То вы богохульствуете, отказываетесь воспитывать у иезуитов сына, то мечетесь в страхе за свою погибшую душу и готовы заказать для себя сто заупокойных месс; то полны презрения к голубой крови, то добиваетесь титула барона. И вам совершенно все равно, что вам предложат для ночлега — простой матрас на чердаке или пуховую постель под бархатным балдахином. Даже внешность ваша таит ту же вечно ускользающую загадку: орлиный нос, высокое чело, дуги бровей и лукавая улыбка, напоминающая улыбку Вольтера…
9 марта 1831 года. Вернувшись, домой после концерта Паганини, устроенного в Королевской академии музыки (Grand Opera), Лист долго ходил по комнате, так сумрачно посматривая на стоявший в углу рояль, словно тот испытывал его, бросал ему дерзкий вызов. Ему мучительно, до жгучего вожделения хотелось сейчас играть!

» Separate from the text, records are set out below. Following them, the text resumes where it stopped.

PR #3624, opened 2024-06-10
WI/MI CLI Phase 1 - Base API functionality

tsatam:

Fixes [ARO-6453](https://issues.redhat.com/browse/ARO-6453)
Fixes [ARO-4398](https://issues.redhat.com/browse/ARO-4398)

Implements functionality into the `az aro` extension to allow creating ARO clusters with a set of managed identities, instead of a service principal. 

As a consequence, this PR also includes changes to update the version of the `az aro` extension, as well as changes to upgrade the used ARO SDK/API to v20240812preview. 

### Test plan for issue:

- [X] Unit tests have been added for validation logic implemented across the three flags: `--enable-managed-identity, --assign-platform-workload-identity, --mi-user-assigned`
- [x] `az aro create` with the MIWI flags results in an API call being made to the RP with the neccessary fields populated
  - Example invocation:
    ```sh
    az aro create \
      --subscription ${SUBSCRIPTION_ID} \
      --resource-group ${CLUSTER_RESOURCE_GROUP} \
      --name azcli-testcluster \
      --version 4.14.16 
      --vnet aro-vnet --master-subnet master-subnet --worker-subnet worker-subnet \ 
      --enable-managed-identity \
      --assign-platform-workload-identity foo asdf \
      --assign-platform-workload-identity bar ghjkl \
      --mi-user-assigned baz
    ```
  - Produces request body:
    <details>
      <summary>Open</summary>
      
      ```json
      {
          "id": "/subscriptions/${SUBSCRIPTION_ID}/resourceGroups/${CLUSTER_RESOURCE_GROUP}/providers/Microsoft.RedHatOpenShift/openShiftClusters/azcli-testcluster",
          "location": "eastus",
          "identity": {
              "type": "UserAssigned",
              "userAssignedIdentities": {
                  "/subscriptions/${SUBSCRIPTION_ID}/resourceGroups/${CLUSTER_RESOURCE_GROUP}/providers/Microsoft.ManagedIdentity/userAssignedIdentities/baz": {}
              }
          },
          "properties": {
              "clusterProfile": {
                  "pullSecret": "",
                  "domain": "fv0w9cvw",
                  "version": "4.14.16",
                  "resourceGroupId": "/subscriptions/${SUBSCRIPTION_ID}/resourceGroups/aro-fv0w9cvw",
                  "fipsValidatedModules": "Disabled"
              },
              "platformWorkloadIdentityProfile": {
                  "platformWorkloadIdentities": [
                      {
                          "operatorName": "foo",
                          "resourceId": "/subscriptions/${SUBSCRIPTION_ID}/resourceGroups/${CLUSTER_RESOURCE_GROUP}/providers/Microsoft.ManagedIdentity/userAssignedIdentities/asdf"
                      },
                      {
                          "operatorName": "bar",
                          "resourceId": "/subscriptions/${SUBSCRIPTION_ID}/resourceGroups/${CLUSTER_RESOURCE_GROUP}/providers/Microsoft.ManagedIdentity/userAssignedIdentities/ghjkl"
                      }
                  ]
              },
              "networkProfile": {
                  "podCidr": "10.128.0.0/14",
                  "serviceCidr": "172.30.0.0/16",
                  "outboundType": "",
                  "preconfiguredNSG": "Disabled"
              },
              "masterProfile": {
                  "vmSize": "Standard_D8s_v3",
                  "subnetId": "/subscriptions/${SUBSCRIPTION_ID}/resourceGroups/${CLUSTER_RESOURCE_GROUP}/providers/Microsoft.Network/virtualNetworks/aro-vnet/subnets/master-subnet",
                  "encryptionAtHost": "Disabled"
              },
              "workerProfiles": [
                  {
                      "name": "worker",
                      "vmSize": "Standard_D2s_v3",
                      "diskSizeGB": 128,
                      "subnetId": "/subscriptions/${SUBSCRIPTION_ID}/resourceGroups/${CLUSTER_RESOURCE_GROUP}/providers/Microsoft.Network/virtualNetworks/aro-vnet/subnets/worker-subnet",
                      "count": 3,
                      "encryptionAtHost": "Disabled"
                  }
              ],
              "apiserverProfile": {
                  "visibility": "Public"
              },
              "ingressProfiles": [
                  {
                      "name": "default",
                      "visibility": "Public"
                  }
              ]
          }
      }
      ```
    </details>

Not yet

Preview extension-only change. We will perform comprehensive testing before releasing this extension to users. 

### Additional notes
This PR is opened against ARO-RP's master branch. We may desire to isolate MIWI CLI changes to a dedicated branch, in order to afford us the ability to perform changes to our extension code pointing against the "stable" (v20231122) API, or to another future in-development API, but as we do not currently have any plans for parallel API efforts, I've chosen to merge these changes into our trunk branch.

### DIFF
--- a/python/az/aro/azext_aro/_actions.py
+++ b/python/az/aro/azext_aro/_actions.py
@@ -1,0 +1,29 @@
+# Copyright (c) Microsoft Corporation.
+# Licensed under the Apache License 2.0.
+
+import argparse
+
+from azext_aro.vendored_sdks.azure.mgmt.redhatopenshift.v2024_08_12_preview.models import PlatformWorkloadIdentity
+from azure.cli.core.azclierror import CLIError
+
+
+# pylint:disable=protected-access
+# pylint:disable=too-few-public-methods
+class AROPlatformWorkloadIdentityAddAction(argparse._AppendAction):
+
+    def __call__(self, parser, namespace, values, option_string=None):
+        try:
+            if len(values) != 2:
+                msg = f"{option_string} requires 2 values in format: `OPERATOR_NAME RESOURCE_ID`"
+                raise argparse.ArgumentError(self, msg)
+
+            operator_name, resource_id = values
+            parsed = PlatformWorkloadIdentity(
+                operator_name=operator_name,
+                resource_id=resource_id
+            )
+
+            super().__call__(parser, namespace, parsed, option_string)
+
+        except ValueError as e:
+            raise CLIError(f"usage error: {option_string} NAME ID") from e
--- a/python/az/aro/azext_aro/_params.py
+++ b/python/az/aro/azext_aro/_params.py
@@ -21,6 +21,7 @@ from azext_aro._validators import validate_outbound_type
 from azext_aro._validators import validate_load_balancer_managed_outbound_ip_count
 from azext_aro._validators import validate_enable_managed_identity
 from azext_aro._validators import validate_platform_workload_identities
+from azext_aro._validators import validate_cluster_identity
 from azure.cli.core.commands.parameters import name_type
 from azure.cli.core.commands.parameters import get_enum_type, get_three_state_flag
 from azure.cli.core.commands.parameters import resource_group_name_type
@@ -135,6 +136,10 @@ def load_arguments(self, _):
                    options_list=['--assign-platform-workload-identity', '--assign-platform-wi'],
                    validator=validate_platform_workload_identities,
                    action=AROPlatformWorkloadIdentityAddAction, nargs='+')
+        c.argument('mi_user_assigned', arg_group='Identity',
+                   options_list=['--mi-user-assigned', '--assign-cluster-identity'],
+                   validator=validate_cluster_identity,
+                   help='Set the user managed identity on the cluster.')
 
     with self.argument_context('aro update') as c:
         c.argument('client_secret',
--- a/python/az/aro/azext_aro/_params.py
+++ b/python/az/aro/azext_aro/_params.py
@@ -18,6 +18,7 @@ from azext_aro._validators import validate_refresh_cluster_credentials
 from azext_aro._validators import validate_version_format
 from azext_aro._validators import validate_outbound_type
 from azext_aro._validators import validate_load_balancer_managed_outbound_ip_count
+from azext_aro._validators import validate_enable_managed_identity
 from azure.cli.core.commands.parameters import name_type
 from azure.cli.core.commands.parameters import get_enum_type, get_three_state_flag
 from azure.cli.core.commands.parameters import resource_group_name_type
@@ -122,6 +123,11 @@ def load_arguments(self, _):
                    help='The desired number of IPv4 outbound IPs created and managed by Azure for the cluster public load balancer.',  # pylint: disable=line-too-long
                    validator=validate_load_balancer_managed_outbound_ip_count,
                    options_list=['--load-balancer-managed-outbound-ip-count', '--lb-ip-count'])
+
+        c.argument('enable_managed_identity', arg_group='Identity', arg_type=get_three_state_flag(),
+                   options_list=['--enable-managed-identity', '--enable-mi'],
+                   validator=validate_enable_managed_identity,
+                   help='Enable managed identity for this cluster.', is_preview=True)
 
     with self.argument_context('aro update') as c:
         c.argument('client_secret',
--- a/python/az/aro/azext_aro/_params.py
+++ b/python/az/aro/azext_aro/_params.py
@@ -1,6 +1,7 @@
 # Copyright (c) Microsoft Corporation.
 # Licensed under the Apache License 2.0.
 
+from azext_aro._actions import AROPlatformWorkloadIdentityAddAction
 from azext_aro._validators import validate_cidr
 from azext_aro._validators import validate_client_id
 from azext_aro._validators import validate_client_secret
@@ -19,6 +20,7 @@ from azext_aro._validators import validate_version_format
 from azext_aro._validators import validate_outbound_type
 from azext_aro._validators import validate_load_balancer_managed_outbound_ip_count
 from azext_aro._validators import validate_enable_managed_identity
+from azext_aro._validators import validate_platform_workload_identities
 from azure.cli.core.commands.parameters import name_type
 from azure.cli.core.commands.parameters import get_enum_type, get_three_state_flag
 from azure.cli.core.commands.parameters import resource_group_name_type
@@ -128,6 +130,11 @@ def load_arguments(self, _):
                    options_list=['--enable-managed-identity', '--enable-mi'],
                    validator=validate_enable_managed_identity,
                    help='Enable managed identity for this cluster.', is_preview=True)
+        c.argument('platform_workload_identities', arg_group='Identity',
+                   help='Assign a platform workload identity used within the cluster', is_preview=True,
+                   options_list=['--assign-platform-workload-identity', '--assign-platform-wi'],
+                   validator=validate_platform_workload_identities,
+                   action=AROPlatformWorkloadIdentityAddAction, nargs='+')
 
     with self.argument_context('aro update') as c:
         c.argument('client_secret',
--- a/python/az/aro/azext_aro/_params.py
+++ b/python/az/aro/azext_aro/_params.py
@@ -2,30 +2,35 @@
 # Licensed under the Apache License 2.0.
 
 from azext_aro._actions import AROPlatformWorkloadIdentityAddAction
-from azext_aro._validators import validate_cidr
-from azext_aro._validators import validate_client_id
-from azext_aro._validators import validate_client_secret
-from azext_aro._validators import validate_cluster_resource_group
-from azext_aro._validators import validate_disk_encryption_set
-from azext_aro._validators import validate_domain
-from azext_aro._validators import validate_pull_secret
-from azext_aro._validators import validate_subnet
-from azext_aro._validators import validate_visibility
-from azext_aro._validators import validate_vnet
-from azext_aro._validators import validate_vnet_resource_group_name
-from azext_aro._validators import validate_worker_count
-from azext_aro._validators import validate_worker_vm_disk_size_gb
-from azext_aro._validators import validate_refresh_cluster_credentials
-from azext_aro._validators import validate_version_format
-from azext_aro._validators import validate_outbound_type
-from azext_aro._validators import validate_load_balancer_managed_outbound_ip_count
-from azext_aro._validators import validate_enable_managed_identity
-from azext_aro._validators import validate_platform_workload_identities
-from azext_aro._validators import validate_cluster_identity
-from azure.cli.core.commands.parameters import name_type
-from azure.cli.core.commands.parameters import get_enum_type, get_three_state_flag
-from azure.cli.core.commands.parameters import resource_group_name_type
-from azure.cli.core.commands.parameters import tags_type
+from azext_aro._validators import (
+    validate_cidr,
+    validate_client_id,
+    validate_client_secret,
+    validate_cluster_resource_group,
+    validate_disk_encryption_set,
+    validate_domain,
+    validate_pull_secret,
+    validate_subnet,
+    validate_visibility,
+    validate_vnet,
+    validate_vnet_resource_group_name,
+    validate_worker_count,
+    validate_worker_vm_disk_size_gb,
+    validate_refresh_cluster_credentials,
+    validate_version_format,
+    validate_outbound_type,
+    validate_load_balancer_managed_outbound_ip_count,
+    validate_enable_managed_identity,
+    validate_platform_workload_identities,
+    validate_cluster_identity,
+)
+from azure.cli.core.commands.parameters import (
+    name_type,
+    get_enum_type,
+    get_three_state_flag,
+    resource_group_name_type,
+    tags_type
+)
 from azure.cli.core.commands.validators import get_default_location_from_resource_group
 
 
--- a/python/az/aro/azext_aro/_validators.py
+++ b/python/az/aro/azext_aro/_validators.py
@@ -311,6 +311,9 @@ def validate_enable_managed_identity(namespace):
     if not namespace.platform_workload_identities:
         raise RequiredArgumentMissingError('Enabling managed identity requires platform workload identities to be provided')  # pylint: disable=line-too-long
 
+    if not namespace.mi_user_assigned:
+        raise RequiredArgumentMissingError('Enabling managed identity requires cluster identity to be provided')
+
 
 def validate_platform_workload_identities(cmd, namespace):
     if namespace.platform_workload_identities is None:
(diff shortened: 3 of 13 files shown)


python/az/aro/azext_aro/_validators.py
```diff
@@ -283,3 +289,74 @@ def validate_load_balancer_managed_outbound_ip_count(namespace):
...
+    if not namespace.enable_managed_identity:
+        return
+
+    if namespace.client_id is not None:
+        raise InvalidArgumentValueError('Must not specify --client-id when --enable-managed-identity is True')
+
+    if namespace.client_secret is not None:
+        raise InvalidArgumentValueError('Must not specify --client-secret when --enable-managed-identity is True')
+
+    if namespace.version is None or not re.match(r'^[4-9]{1}\.[0-9]{1,2}\.[0-9]{1,2}$', namespace.version):
```
kimorris27, line 304: The `if namespace.version is None` part of this conditional makes it so that the cx is going to have to explicitly pass a version even after the default install version is >= 4.14, but I don't think we have a way around enforcing this at the CLI level since the default install version is an "RP-side" thing - am I understanding correctly?

We could technically not enforce it at the CLI level and in doing so allow the request to hit the RP and fail from there, but I like this way you've done it so that a faulty request will fail as early as possible where possible.

python/az/aro/azext_aro/_validators.py
```diff
@@ -283,3 +289,74 @@ def validate_load_balancer_managed_outbound_ip_count(namespace):
...
+        if not identity_resource_id_is_valid(identity.resource_id):
+            raise InvalidArgumentValueError(f"Resource {identity.resource_id} used for platform workload identity {identity.name} is not a valid userAssignedIdentity")  # pylint: disable=line-too-long
+
+
+def validate_cluster_identity(cmd, namespace):
+    if namespace.mi_user_assigned is None:
+        return
+
+    if not namespace.enable_managed_identity:
+        raise RequiredArgumentMissingError('Must set --enable-managed-identity when providing platform workload identities')  # pylint: disable=line-too-long
```
kimorris27, line 339:
```suggestion
        raise RequiredArgumentMissingError('Must set --enable-managed-identity when providing a cluster identity')  # pylint: disable=line-too-long
```

Suggesting this change so that the message aligns with the parameter name.

python/az/aro/azext_aro/custom.py
```diff
@@ -183,10 +184,32 @@ def aro_create(cmd,  # pylint: disable=too-many-locals
...
+        oc.platform_workload_identity_profile = openshiftcluster.PlatformWorkloadIdentityProfile(
+            platform_workload_identities=platform_workload_identities
+        )
+
+        oc.identity = openshiftcluster.Identity(
+            type='UserAssigned',
+            user_assigned_identities={mi_user_assigned: {}}
+        )
+
+        # TODO - add cluster identity here
```
kimorris27, line 201: Re: the comment on line 201, haven't you already added the cluster identity on line 198?

python/az/aro/azext_aro/tests/latest/unit/test_validators.py
```diff
@@ -918,3 +942,218 @@ def test_validate_load_balancer_managed_outbound_ip_count(test_description, name
...
+    ),
+    (
+        "Should raise InvalidArgumentValueError when version is invalid",
+        Mock(enable_managed_identity=True,
+             client_id=None, client_secret=None,
+             version="a"),
+        InvalidArgumentValueError, 'Enabling managed identity requires --version >= 4.14.z'
+    ),
+    (
+        "Should raise InvalidArgumentValueError when version <= 4.14.0",
```
kimorris27, line 985:
```suggestion
        "Should raise InvalidArgumentValueError when version < 4.14.0",
```

Suggesting this change since 4.14.0 should be allowed.

python/az/aro/azext_aro/tests/latest/unit/test_validators.py
```diff
@@ -918,3 +942,218 @@ def test_validate_load_balancer_managed_outbound_ip_count(test_description, name
...
+)
+def test_validate_enable_managed_identity(test_description, namespace, expected_exception, expected_exception_message):
+    if expected_exception is None:
+        validate_enable_managed_identity(namespace)
+    else:
+        with pytest.raises(expected_exception, match=expected_exception_message):
+            validate_enable_managed_identity(namespace)
+
+
+test_validate_platform_workload_identities_data = [
```
kimorris27, line 1033: This list could use a `Should not raise any exception when valid` case where the identities are passed as resource IDs.

python/az/aro/azext_aro/tests/latest/unit/test_validators.py
```diff
@@ -918,3 +942,218 @@ def test_validate_load_balancer_managed_outbound_ip_count(test_description, name
...
+    else:
+        with pytest.raises(expected_exception):
+            validate_platform_workload_identities(cmd, namespace)
+
+    if expected_identities is not None:
+        for expected, actual in zip(expected_identities, namespace.platform_workload_identities):
+            assert (expected.resource_id == actual.resource_id)
+
+
+test_validate_cluster_identity_data = [
```
kimorris27, line 1102: This list could use a `Should not raise any exception when valid` case where the identity is passed as a resource ID.

kimorris27 (changes requested):
LGTM overall! I suggested some small nitpicky changes.

python/az/aro/azext_aro/_validators.py
tsatam: I think we'll need to push a dedicated CLI change after 4.14+ is the default, yeah. I don't see a better way around handling this since the CLI has no knowledge of what ARO's "default" install version is. 

I'm actually fine with removing our CLI-side validation if we want to just handle this in API static validation within the RP. I think that might be a better option.

python/az/aro/azext_aro/_validators.py
tsatam: Good catch, thanks!

python/az/aro/azext_aro/custom.py
tsatam: Yes. I likely re-introduced the comment with a bad rebase. I'll remove it.

tsatam, line 201:
```suggestion
```

kimorris27 (approved):

kimorris27 (dismissed):

python/az/aro/azext_aro/_actions.py
```diff
@@ -0,0 +1,29 @@
...
+
+import argparse
+
+from azext_aro.vendored_sdks.azure.mgmt.redhatopenshift.v2024_08_12_preview.models import PlatformWorkloadIdentity
+from azure.cli.core.azclierror import CLIError
+
+
+# pylint:disable=protected-access
+# pylint:disable=too-few-public-methods
+class AROPlatformWorkloadIdentityAddAction(argparse._AppendAction):
```
bitoku, line 12: Was using validator not enough?
It looks to me that we can achieve the same with a validator and some formalizations after the parse.

I think we shouldn't do `protected-access` because it might be broken some day.

python/az/aro/azext_aro/_params.py
```diff
@@ -18,6 +19,9 @@
 from azext_aro._validators import validate_version_format
 from azext_aro._validators import validate_outbound_type
 from azext_aro._validators import validate_load_balancer_managed_outbound_ip_count
+from azext_aro._validators import validate_enable_managed_identity
```
bitoku, line 22: nit: we can use `import (...)` just as `python/az/aro/azext_aro/tests/latest/unit/test_validators.py`

python/az/aro/azext_aro/_validators.py
```diff
@@ -10,7 +10,8 @@
 from azure.cli.core.commands.client_factory import get_mgmt_service_client, get_subscription_id
 from azure.cli.core.profiles import ResourceType
 from azure.cli.core.azclierror import CLIInternalError, \
-    InvalidArgumentValueError, RequiredArgumentMissingError
+    InvalidArgumentValueError, RequiredArgumentMissingError, \
```
bitoku, line 13: nit: we can use `import (...)` just as `python/az/aro/azext_aro/tests/latest/unit/test_validators.py`

python/az/aro/azext_aro/_validators.py
```diff
@@ -283,3 +289,74 @@ def validate_load_balancer_managed_outbound_ip_count(namespace):
...
+    return resource_id(
+        subscription=get_subscription_id(cmd.cli_ctx),
+        resource_group=namespace.resource_group_name,
+        namespace='Microsoft.ManagedIdentity',
+        type='userAssignedIdentities',
+        name=name,
+    )
+
+
+def identity_resource_id_is_valid(rid):
```
bitoku, line 359: nit: I like this because it starts with `is` and it is clearer that it returns bool.
```suggestion
def is_valid_identity_resource_id(rid):
```

python/az/aro/azext_aro/_validators.py
```diff
@@ -283,3 +289,74 @@ def validate_load_balancer_managed_outbound_ip_count(namespace):
...
+def validate_platform_workload_identities(cmd, namespace):
+    if namespace.platform_workload_identities is None:
+        return
+
+    if not namespace.enable_managed_identity:
+        raise RequiredArgumentMissingError('Must set --enable-managed-identity when providing platform workload identities')  # pylint: disable=line-too-long
+
+    for identity in namespace.platform_workload_identities:
+        if not is_valid_resource_id(identity.resource_id):
+            identity.resource_id = identity_name_to_resource_id(
```
bitoku, line 327: It seems it does more than validation.
I think it would be better that we stick to validation in validate functions, and if we need formalization, do somewhere else, otherwise it will be confusing.

btw is it safe to assume that `identity.resource_id` is a MI name when it is not valid?

python/az/aro/azext_aro/_validators.py
```diff
@@ -283,3 +289,74 @@ def validate_load_balancer_managed_outbound_ip_count(namespace):
...
+
+def validate_cluster_identity(cmd, namespace):
+    if namespace.mi_user_assigned is None:
+        return
+
+    if not namespace.enable_managed_identity:
+        raise RequiredArgumentMissingError('Must set --enable-managed-identity when providing a cluster identity')  # pylint: disable=line-too-long
+
+    if not is_valid_resource_id(namespace.mi_user_assigned):
+        namespace.mi_user_assigned = identity_name_to_resource_id(
```
bitoku, line 342: It seems it does more than validation.
I think it would be better that we stick to validation in validate functions, and if we need formalization, do somewhere else, otherwise it will be confusing.

btw is it safe to assume that `identity.mi_user_assigned` is a MI name when it is not valid?

python/az/aro/azext_aro/tests/latest/unit/test_validators.py
```diff
@@ -3,13 +3,19 @@
 
 from unittest.mock import Mock, patch
 from azext_aro._validators import (
-    validate_cidr, validate_client_id, validate_client_secret, validate_cluster_resource_group, validate_outbound_type,
-    validate_disk_encryption_set, validate_domain, validate_pull_secret, validate_subnet, validate_subnets,
-    validate_visibility, validate_vnet_resource_group_name, validate_worker_count, validate_worker_vm_disk_size_gb, validate_refresh_cluster_credentials,
-    validate_load_balancer_managed_outbound_ip_count
+    validate_cidr, validate_client_id, validate_client_secret,
```
bitoku, line 6: nit: I would make them one by one line. This would make diff cleaner.

```suggestion
    validate_cidr,
    validate_client_id,
    validate_client_secret,
```

bitoku (commented):
Sorry for a lot of nits.
LGTM for the business logic itself, but I'd like you to take a look at non-nit reviews.

python/az/aro/azext_aro/_actions.py
tsatam: This implementation follows the Azure CLI recommendations for implementing "action"-based parameters like `--assign-platform-workload-identity`: https://github.com/Azure/azure-cli/blob/dev/doc/command_guidelines.md#collection-management-with-actions 

It might be possible to do this with a custom implementation, but given that this code will eventually be upstreamed to the Azure CLI I'd prefer to just follow their conventions.

python/az/aro/azext_aro/_validators.py
tsatam: I did this to keep in line with our "validation" performed on vnets/subnets (that does the same name -> resourceid conversion): https://github.com/Azure/ARO-RP/blob/tsatam/ARO-4398-wimi-cli-p1-base-api-functionality/python/az/aro/azext_aro/_validators.py#L239

I agree that this is confusing, it tripped me up when implementing this. Perhaps we move these conversions to the Actions implementation used above? 

This is something I'd like to tackle in an overall refactor, but perhaps not within this PR itself.

tsatam: As for our name / resource ID handling here, we are not yet validating that the identity resource even exists yet. 

Ultimately this will be handled by API-side validation, and we will introduce checks for the identity existing further along in MIWI efforts, once we introduce validation of the passed-in identities and their roleassignments.

python/az/aro/azext_aro/_validators.py
tsatam: Same response as https://github.com/Azure/ARO-RP/pull/3624#discussion_r1657599264

python/az/aro/azext_aro/tests/latest/unit/test_validators.py
tsatam: I made this change globally across our imports for consistency's sake.

python/az/aro/azext_aro/_params.py
tsatam: I made this change globally across our imports for consistency's sake.

python/az/aro/azext_aro/_validators.py
tsatam: I made this change globally across our imports for consistency's sake.

python/az/aro/azext_aro/_validators.py
tsatam: Done

python/az/aro/azext_aro/_actions.py
bitoku: I didn't know there's a doc about it. thanks!

python/az/aro/azext_aro/_validators.py
bitoku: thanks! fair enough

> Perhaps we move these conversions to the Actions implementation used above?
It would be better I guess.

I was worried about `identity.resource_id` conversion because if there's just a typo, it could be interpreted as a resource name.
However, on second thoughts, it doesn't create anything, and even though there's a typo, it'll end up just getting an error, so it isn't a big deal.

bitoku (dismissed):

SudoBrendan (approved):
This all seems OK to me - if you want to move some ocp version validation to RP frontend that would be fine but I wouldn't call it required.

kimorris27 (dismissed):

kimorris27 (approved):
The current E2E failure is an issue with the pipeline and not with these code changes.

python/az/aro/azext_aro/custom.py
```diff
@@ -183,10 +198,30 @@ def aro_create(cmd,  # pylint: disable=too-many-locals
...
+        oc.platform_workload_identity_profile = openshiftcluster.PlatformWorkloadIdentityProfile(
+            platform_workload_identities=platform_workload_identities
+        )
+
+        oc.identity = openshiftcluster.Identity(
+            type='UserAssigned',
+            user_assigned_identities={mi_user_assigned: {}}
+        )
+
+        # TODO - perform client-side validation of required identity permissions
```
SudoBrendan, line 215: q: is this required for this PR, or something for the future?

SudoBrendan (approved):
Seems fine to me, but to be sure - is the TODO required before merge?

python/az/aro/azext_aro/custom.py
tsatam: It's for the future.

tsatam:
Merging this PR now to unblock #3709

Но в то же время Листа так поразил облик этого итальянца, что он не мог приблизиться к роялю: какое-то заклятие, какая-то колдовская сила удерживала его, и любимый инструмент отпугивал, словно очерченный магическим кругом.
Лист останавливался у ночного окна, вглядываясь в разноцветные огни рю де Прованс, где они жили с матерью (отец к тому времени уже умер), вслушиваясь в шум экипажей, постукивание тросточек по брусчатке и неутихающий гул толпы. Он садился в кресло и снова вставал, словно нуждаясь в движении для того, чтобы осознать значение случившегося.
Да, он не просто услышал гениального скрипача, волшебника, чародея — он ощутил возможность прорыва в неведомое, нового постижения инструмента, не только скрипки, но и рояля, еще не открывшего всех своих тайн. В его сокровенных недрах хранятся сокровища, к которым только найди доступ, и они засверкают в твоих руках россыпью драгоценных алмазов! На рояле, этом дивном подобии оркестра, можно не просто исполнить мелодию, но пробудить духов самой природы, смешать звуки, как художник смешивает краски, и изобразить… Да, да, изобразить шум горного водопада, весенние раскаты грома, шелест осенних дубрав, рокот морского прибоя, вечерний звон колоколов! Казалось бы, это невозможно, ведь все-таки (все-таки!) рояль не оркестр, но в то же время вполне достижимо, если… нет-нет, не заключить сделку с дьяволом (оставим эти выдумки поэтам!), а использовать найденные Паганини приемы и принципы. Найденные для скрипки, но ведь их можно по-новому переосмыслить, использовать, претворить для рояля!
Вот, скажем, его последний каприс… какая прекрасная, выразительная тема!.. И так она может зазвучать на рояле, во всех регистрах, во всем диапазоне… от грандиозного форте до почти неслышного, тающего в воздухе пианиссимо!..» (Музыкант играет Этюд ля минор Паганини-Листа.)
Браво, браво, маэстро! Вам вновь аплодирует вся улица! Мне кажется, дух Листа витал над вами, когда вы играли!
Но наступило утро в нашем маленьком, тихом немецком городке: скоро няни выведут на бульвар детей, стряпчие отправятся в ратушу, а кухарки — на рынок. Вот и Гофман гасит свечу, надевает фрак и поправляет манишку у зеркала: ему нужно вовремя явиться в бамбергский театр.